## INFORMATION SHOWN
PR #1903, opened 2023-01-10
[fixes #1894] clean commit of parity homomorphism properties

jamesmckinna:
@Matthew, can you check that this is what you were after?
...
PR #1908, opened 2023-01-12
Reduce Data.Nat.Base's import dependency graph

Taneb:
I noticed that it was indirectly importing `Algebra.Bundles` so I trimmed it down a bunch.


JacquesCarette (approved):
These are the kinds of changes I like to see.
==
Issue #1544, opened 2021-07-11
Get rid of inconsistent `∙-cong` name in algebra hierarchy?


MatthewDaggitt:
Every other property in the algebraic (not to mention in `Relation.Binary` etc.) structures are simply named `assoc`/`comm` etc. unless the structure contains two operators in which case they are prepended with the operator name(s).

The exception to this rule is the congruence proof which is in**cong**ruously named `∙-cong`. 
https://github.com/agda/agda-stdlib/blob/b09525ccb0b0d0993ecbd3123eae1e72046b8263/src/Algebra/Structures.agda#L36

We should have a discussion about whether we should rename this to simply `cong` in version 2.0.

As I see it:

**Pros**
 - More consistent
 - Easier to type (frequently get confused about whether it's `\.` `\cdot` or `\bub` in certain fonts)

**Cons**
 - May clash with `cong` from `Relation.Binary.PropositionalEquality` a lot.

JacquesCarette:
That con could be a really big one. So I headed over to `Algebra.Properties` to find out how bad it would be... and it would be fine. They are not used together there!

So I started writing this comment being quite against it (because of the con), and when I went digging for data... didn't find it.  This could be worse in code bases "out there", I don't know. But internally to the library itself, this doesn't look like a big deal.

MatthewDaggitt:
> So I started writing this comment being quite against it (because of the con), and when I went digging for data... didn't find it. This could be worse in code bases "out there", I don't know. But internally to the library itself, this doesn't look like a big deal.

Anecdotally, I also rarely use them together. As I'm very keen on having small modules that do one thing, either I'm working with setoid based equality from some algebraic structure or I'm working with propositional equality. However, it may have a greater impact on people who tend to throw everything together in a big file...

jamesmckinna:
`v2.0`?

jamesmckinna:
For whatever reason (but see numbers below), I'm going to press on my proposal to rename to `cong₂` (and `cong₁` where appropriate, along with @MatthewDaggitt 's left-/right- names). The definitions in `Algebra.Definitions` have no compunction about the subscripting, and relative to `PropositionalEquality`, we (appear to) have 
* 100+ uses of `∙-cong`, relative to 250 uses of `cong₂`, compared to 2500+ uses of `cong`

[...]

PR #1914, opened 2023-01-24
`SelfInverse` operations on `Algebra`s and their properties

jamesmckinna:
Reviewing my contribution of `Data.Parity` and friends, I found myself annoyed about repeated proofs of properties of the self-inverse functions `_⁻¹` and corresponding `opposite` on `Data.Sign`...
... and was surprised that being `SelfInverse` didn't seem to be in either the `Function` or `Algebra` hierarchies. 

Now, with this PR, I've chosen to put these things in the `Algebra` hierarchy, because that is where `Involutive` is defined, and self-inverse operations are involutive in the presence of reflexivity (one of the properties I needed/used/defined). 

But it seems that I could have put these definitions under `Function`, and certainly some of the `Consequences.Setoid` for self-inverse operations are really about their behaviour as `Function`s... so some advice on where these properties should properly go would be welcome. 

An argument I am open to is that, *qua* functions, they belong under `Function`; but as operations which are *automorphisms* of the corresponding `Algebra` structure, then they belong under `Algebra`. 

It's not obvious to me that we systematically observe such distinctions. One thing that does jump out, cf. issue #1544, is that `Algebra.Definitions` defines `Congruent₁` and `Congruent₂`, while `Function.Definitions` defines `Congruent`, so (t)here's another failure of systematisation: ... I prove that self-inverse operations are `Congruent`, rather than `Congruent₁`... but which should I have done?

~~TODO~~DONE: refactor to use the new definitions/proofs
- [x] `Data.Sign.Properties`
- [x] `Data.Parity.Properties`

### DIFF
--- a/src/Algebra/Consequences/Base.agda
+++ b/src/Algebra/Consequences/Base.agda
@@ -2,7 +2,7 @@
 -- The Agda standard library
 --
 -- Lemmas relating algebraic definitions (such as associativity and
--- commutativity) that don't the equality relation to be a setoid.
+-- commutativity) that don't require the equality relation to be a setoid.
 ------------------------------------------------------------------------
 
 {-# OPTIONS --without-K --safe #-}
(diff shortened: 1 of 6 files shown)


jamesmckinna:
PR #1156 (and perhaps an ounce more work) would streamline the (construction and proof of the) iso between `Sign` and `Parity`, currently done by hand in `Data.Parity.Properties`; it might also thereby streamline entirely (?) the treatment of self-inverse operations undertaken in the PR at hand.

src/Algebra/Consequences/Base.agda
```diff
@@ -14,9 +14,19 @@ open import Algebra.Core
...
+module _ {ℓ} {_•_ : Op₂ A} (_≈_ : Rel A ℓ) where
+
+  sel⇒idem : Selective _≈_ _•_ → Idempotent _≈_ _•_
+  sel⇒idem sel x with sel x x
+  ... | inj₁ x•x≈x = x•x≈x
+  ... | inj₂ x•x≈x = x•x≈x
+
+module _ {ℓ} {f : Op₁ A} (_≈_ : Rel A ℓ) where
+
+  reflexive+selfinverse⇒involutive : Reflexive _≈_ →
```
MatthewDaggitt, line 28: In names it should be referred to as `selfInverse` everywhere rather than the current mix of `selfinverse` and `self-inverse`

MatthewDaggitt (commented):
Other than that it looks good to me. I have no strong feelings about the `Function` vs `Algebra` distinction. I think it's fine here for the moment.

## DESCRIPTION OF THE TASK
Each line of the data that holds the word "opened" should be copied.

## EXERCISE RESULT
PR #1903, opened 2023-01-10
PR #1908, opened 2023-01-12
Issue #1544, opened 2021-07-11
PR #1914, opened 2023-01-24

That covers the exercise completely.